The Brandywine Valley National Scenic Byway is located in New Castle County, Delaware in the Brandywine valley. The route of the byway is along DE 52 from Wilmington north to the Pennsylvania border, and DE 100 from its intersection with DE 52, north to the Pennsylvania border. The byway is also a part of the National Scenic Byways program.

The byway passes by several tourist destinations, including Rodney Square, Hotel du Pont, the Goodstay House, the Gibraltar Mansion, the Delaware Museum of Natural History, Winterthur Museum and Country Estate, and Centreville Village on DE 52 and Montchanin Village, Brandywine Creek State Park, and First State National Historical Park on DE 100. Also near the byway in the Wilmington area is the Delaware Art Museum, Delaware History Museum, Hagley Museum and Library, and Nemours Mansion and Gardens with the Brandywine River Museum and Longwood Gardens farther north in Pennsylvania.

The Brandywine Valley Byway was designated a Delaware Scenic and Historic Highway on June 25, 2002 and a National Scenic Byway on September 22, 2005.

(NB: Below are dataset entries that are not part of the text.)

PR #235, opened 2020-08-19
Updates Achievements and Certifications Card UI

zekinah:
Request from Issue #4.

Preview:
image

### DIFF
--- a/src/components/achievementCard/AchivementCard.js
+++ b/src/components/achievementCard/AchivementCard.js
@@ -1,4 +1,5 @@
 import React from "react";
+import "./AchievementCard.css";
 
 export default function AchivementCard({ cardInfo }) {
   function openUrlInNewTab(url) {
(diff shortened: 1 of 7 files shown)


src/components/achievementCard/AchivementCard.js
```diff
@@ -18,7 +19,7 @@ export default function AchivementCard({ cardInfo }) {
         </div>
         <div className="certificate-card-footer">
           {cardInfo.footer.map((v, i) => {
-            return <p onClick={() => openUrlInNewTab(v.url)}>{v.name}</p>;
+            return <span class="certificate-tag" onClick={() => openUrlInNewTab(v.url)}>{v.name}</span>;
```
saadpasta, line 22: Try to add a hover effect

zekinah: Added Hover effect: 2c6b27b

Also did some CSS tweaks on the other buttons.

**Hero div**
image

**Talk div**
image

naveen521kk: The colours in talk div doesn't look good.

zekinah: What if we make it like this @naveen521kk ? the goal of this is to have consistency in the color scheme of the site.

image

And the hover effect of the button is like this.
https://www.loom.com/share/fe444f74e739463fa9c53afd6d7c91d6

saadpasta: @zekinah let's fix this issue in this PR. I guess it's just a background color so fix this in this PR.

zekinah: @saadpasta , ok,  here it is 5953a31.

===Delaware Bayshore Byway===

The Delaware Bayshore Byway (formerly Route 9 Coastal Heritage Byway) runs along the Delaware Bay and Delaware River from Lewes north to New Castle, with the southern portion consisting of several roads providing access to the Delaware Bay and the northern portion following DE 9; the byway also has a spur to Odessa. The byway provides access to several natural and historical sites and towns along the Delaware Bay and inland rivers, including Milton, the Prime Hook National Wildlife Refuge, Slaughter Beach, Milford, South Bowers, Bowers Beach, the John Dickinson Plantation and First State Heritage Park in Dover, the Bombay Hook National Wildlife Refuge, Port Penn Interpretive Center, Fort Delaware State Park, and the New Castle Historic District. The byway is also a part of the National Scenic Byways program.

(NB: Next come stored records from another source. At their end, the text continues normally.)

PR #66, opened 2018-10-28
Introduce external server configuration

bbatsov:
That's something I've been thinking about for a long time and it's finally coming in 0.5 (after a polish it and add some docs). 

Basically the idea is to make it easier to have host-wide and project-specific configs, so you can have stable bind-addresses, ports, transports, middleware, etc. 

Obviously that's also going to require a bit of changes to tools like `boot` and `lein`, but those are going to be trivial. Feedback is welcome!

I also plan to follow this up with `clj` writing in `.nrepl/` some information about each running server, so it's easy for something like CIDER to just go check this dir and suggest all the local running instances as something you can connect to. That's going to be a massive improvement over the `ps` grepping we do right now and will finally work on Windows as well. :-)

### DIFF
--- a/src/clojure/nrepl/config.clj
+++ b/src/clojure/nrepl/config.clj
@@ -1,0 +1,56 @@
+(ns nrepl.config
+  "Server configuration utilities.
+  Some server defaults can be configured via
+  a configuration file or env variables.
+  This namespace provides convenient API to work
+  with them."
+  {:author "Bozhidar Batsov"}
+  (:require
+   [clojure.java.io :as io]
+   [clojure.edn :as edn]))
+
+(def ^:private home-dir
+  "The user's home directory."
+  (System/getProperty "user.home"))
+
+(def config-dir
+  "nREPL's configuration directory.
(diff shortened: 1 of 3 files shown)


src/clojure/nrepl/config.clj
```diff
@@ -0,0 +1,72 @@
...
+  "Load edn from an io/reader source (filename or io/resource)."
+  [source]
+  (try
+    (with-open [r (io/reader source)]
+      (edn/read (java.io.PushbackReader. r)))
+
+    (catch java.io.IOException e
+      (printf "Couldn't open '%s': %s\n" source (.getMessage e)))
+    (catch RuntimeException e
+      (printf "Error parsing edn file '%s': %s\n" source (.getMessage e)))))
```
isker: Why do we catch these exceptions at all?

bbatsov: Good point! I was just playing with some things here. I guess I should just clean this up and silently return `nil` or `{}`.

isker:
Looks convincing to me, though this is my first time reading nrepl code 👍.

The Delaware State Highway Department recommended that DE 9 along the Delaware Bay and Delaware River be designated a scenic highway as far back as 1965. In 2007, the Route 9 Coastal Heritage Byway was nominated and designated as a Delaware Scenic and Historic Highway. By 2017, the byway was extended south from the Dover area to Lewes. On January 19, 2021, the Delaware Bayshore Byway was designated a National Scenic Byway. A ceremony unveiling the National Scenic Byway designation was held on April 22, 2021, with Governor John Carney, DelDOT secretary Nicole Majeski, and other officials in attendance.

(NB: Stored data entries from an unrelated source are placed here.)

PR #69, opened 2018-10-31
[Fix #68] Avoid illegal access warning in set-line! of interruptible-eval

### LINKED ISSUE #68: Eliminate illegal access warnings
When we start the server today on JDK 9+ we get:

```
WARNING: An illegal reflective access operation has occurred
WARNING: Illegal reflective access by nrepl.middleware.interruptible_eval$set_line_BANG_ to field java.io.FilterReader.in
WARNING: Please consider reporting this to the maintainers of nrepl.middleware.interruptible_eval$set_line_BANG_
WARNING: Use --illegal-access=warn to enable warnings of further illegal reflective access operations
WARNING: All illegal access operations will be denied in a future release
```
There we're setting some protected fields, which was never really a great approach, but now it seems this might be blocked down the road. We need to see how we can set the metadata without breaking data encapsulation. Maybe we can get some inspiration from `clojure.main`?

@mallt Would like to tackle this? I assume it'd be pretty straight-forward.

mallt:
This PR fixes the illegal access warning caused by the set-line! function of interruptible-eval. Since [this commit](https://github.com/clojure/clojure/commit/3d216d45b63781586bb79144268bb2fb88dd6f28) a `setLineNumber` method is available on the `LineNumberingPushbackReader` (added in clojure v1.7.0). 

- [x] All tests are passing

### DIFF
--- a/CHANGELOG.md
+++ b/CHANGELOG.md
@@ -11,6 +11,7 @@
 
 * [#10](https://github.com/nrepl/nREPL/issues/10): Bind *1, *2, *3 and *e in cloned session.
 * [#33](https://github.com/nrepl/nREPL/issues/33): Add ability to change value of `*print-namespace-maps*`.
+* [#68](https://github.com/nrepl/nREPL/issues/68): Avoid illegal access warning caused by set-line!.
 
 #### Changes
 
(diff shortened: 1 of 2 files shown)


bbatsov:
Nice! 

Btw, what about `set-column!`? Is there now a better way to handle it?

mallt:
No I'm afraid not. But for some reason the set-column! doesn't seem to trigger the illegal access warning.

bbatsov:
Yeah, I noticed this, but I'm curious why. It seems to me that we're making a private field accessible there. Anyways, it is what it is! Thanks for fixing this so quickly!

===Harriet Tubman Underground Railroad Byway===

The Harriet Tubman Underground Railroad Byway runs from the Maryland border in Sandtown north to the Pennsylvania border in Centerville. At the Maryland border, it connects with the Harriet Tubman Underground Railroad Byway of the Maryland Scenic Byways system, which is designated an All-American Road. From the Maryland border, the byway follows DE 10 between the Maryland border and Camden, US 13 between Camden through Dover to Smyrna, DE 15 from the Smyrna area to Middletown, DE 9 from Odessa to Wilmington, and DE 52 from Wilmington to the Pennsylvania border. The byway provides access to sites related to the Underground Railroad, including the Camden Friends Meetinghouse in Camden; Wildcat Manor near Dover; Blackbird State Forest; the Odessa Historic District which includes the Appoquinimink Friends Meetinghouse and Corbit-Sharp House; the New Castle Court House Museum in New Castle; the Tubman-Garrett Riverfront Park, the Thomas Garrett House, Old Town Hall, Friends Meetinghouse, and Quaker Hill Historic District in Wilmington; and Centreville Village.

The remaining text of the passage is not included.